What the freaks convey, besides their own pathos, and what the shows purvey, besides their own depravity, is a world of moral disintegration. This is America’s sick underbelly that the programs happily broadcast. This is the new America, where there are no moral coordinates, only license and dissolution. This is the America where the lives of some are juicy entertainment for the rest.

So when critics scold that these shows contribute to degeneracy, they may be missing the point. These shows create an continuing sense of degeneracy for the viewer, without implicating the viewer in it. The degeneracy is always kept at arm’s length--the viewer’s arm.

That’s because the real point of identification on these shows is not the guest--it is the studio audience. This audience offers empathy and redemption. They can tell the freaks how they ought to behave to achieve normality or, at least, relief, because, in the world of exploitalk, every viewer is a junior Dr. Joyce Brothers. It offers them hope.

But whatever the audience offers, it offers on its own terms--the audience as moral executioner, as redeemer in a world gone rotten. The audience reigns supreme. The freaks can only sit there, sometimes snapping back, more often whining, before yielding to tomorrow’s new crew. They are daily sacrificed to the larger, middle-class good.

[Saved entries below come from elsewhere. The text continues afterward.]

PR #8929, opened 2023-10-06
Register page.header render hook

mohamedsabil83:
This PR adds a new render hook between the title and actions in the page header.
A use case example is adding simple filter tabs in the same line with the title and actions instead of taking an extra space between the header and the page content.


danharrin:
I think the more appropriate name is `panels::page.header.actions.before`. Let's also add `panels::page.header.actions.after`

PR #8945, opened 2023-10-07
Custom DatabaseNotifications Livewire

rupadana:
This PR add new parameter to databaseNotification in HasNotification trait and modify some topbar/index.blade.php

- [x]  Changes have been thoroughly tested to not break existing functionality.

### DIFF
--- a/packages/panels/resources/views/components/topbar/index.blade.php
+++ b/packages/panels/resources/views/components/topbar/index.blade.php
@@ -1,141 +1,102 @@
 @props([
-    'navigation',
+'navigation',
 ])
 
-<div
-    {{
-        $attributes->class([
-            'fi-topbar sticky top-0 z-20 overflow-x-clip',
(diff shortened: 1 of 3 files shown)


wychoong:
for context: https://discord.com/channels/883083792112300104/1159889039739076708

while this is a quick and easy way to allow dev to customize, but it feels very un-filament. 
let's say the intention is to allow customization for notification modal "clear all, mark all" buttons, would it be better with some api to pass in the FilamentAction component, then you can put your code in `->action()`

zepfietje:
I'm not entirely sure what this PR is meant to achieve.
I've read the Discord thread and it seems like adding an `actions()`-like API for the notification modal header actions is a better approach.

We'd need more context on the exact use case of customizing the actions.
Going to close this PR as it includes way too many unrelated (formatting) changes too.

PR #12829, opened 2024-05-16
feat: add support to override media model on spatie media file upload

WayneHarris:
## Description

Adding support to override the media model on SpatieMediaLibraryFileUpload in line with the ability to do so in the Spatie Media Libday since version [11.4.0](https://github.com/spatie/laravel-medialibrary/releases/tag/11.4.0)

## Functional changes


WayneHarris:
@danharrin, What are your thoughts on this? I can test and review further if you think it is worthwhile.

danharrin (changes requested):
I think the part that reads `getMediaModel()` from the record is fine, but I don't understand the need for the new property and methods to set a component-specific media class? Especially when it's only used within the method that reorders files, not anywhere else? I think this could be greatly simplified to support the new method on the model?

WayneHarris:
> I think the part that reads `getMediaModel()` from the record is fine, but I don't understand the need for the new property and methods to set a component-specific media class? Especially when it's only used within the method that reorders files, not anywhere else? I think this could be greatly simplified to support the new method on the model?

Agree, I did wonder on this too, I'll confirm it's redundant and remove it.

danharrin:
Thank you

PR #12836, opened 2024-05-17
Moves nepali language translations from np directory to ne

pratikkuikel:
## This PR moves the existing nepali translations from np directory to ne directory

In Laravel community packages, the Nepali language locale is recognized as ne. This change aligns Filament translations with the standard directory used by other packages and translation managers, ensuring compatibility and consistency.


danharrin:
This is a breaking change for anyone currently using this language code.

danharrin:
This has been targeted for v4 and will be a step in the upgrade guide.

pratikkuikel:
I think a way to introduce this change as non-breaking would be to make both np and ne directories co-exist like they do right now in actions translations and remove np translations in 4.x . I will make another PR if this is possible.
Actions has ne translations from this PR : https://github.com/filamentphp/filament/pull/12131

danharrin:
I would rather not have duplicate files.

Television is primarily a medium of reassurance. Standard TV drama ends in triumph, with the heroes out to do battle next week. Standard situation comedy ends with the week’s problem neatly resolved and protagonists ready to conquer a new problem. Exploitalk programs make a stab at reassurance, too. Jerry Springer or Ricki Lake try to reconcile the angry, heal the emotionally wounded. Springer, a former mayor of Cincinnati, even delivers a homily at show’s end, offering a fake moral dimension.

Advertisement

But while guests shout or simmer as the credits roll, the audience knows these people will soon return to their sordid lives--which may, after all, be the deeper reassurance: the reassurance of our superiority over the guests and over the programs themselves. It is a bad, sick world out there--but it is not our world. It is theirs. Take that continual reassurance and throw in a big dose of old-fashioned voyeurism, and you don’t wonder why people watch this. Where else can one get cheap thrills and comfort, too?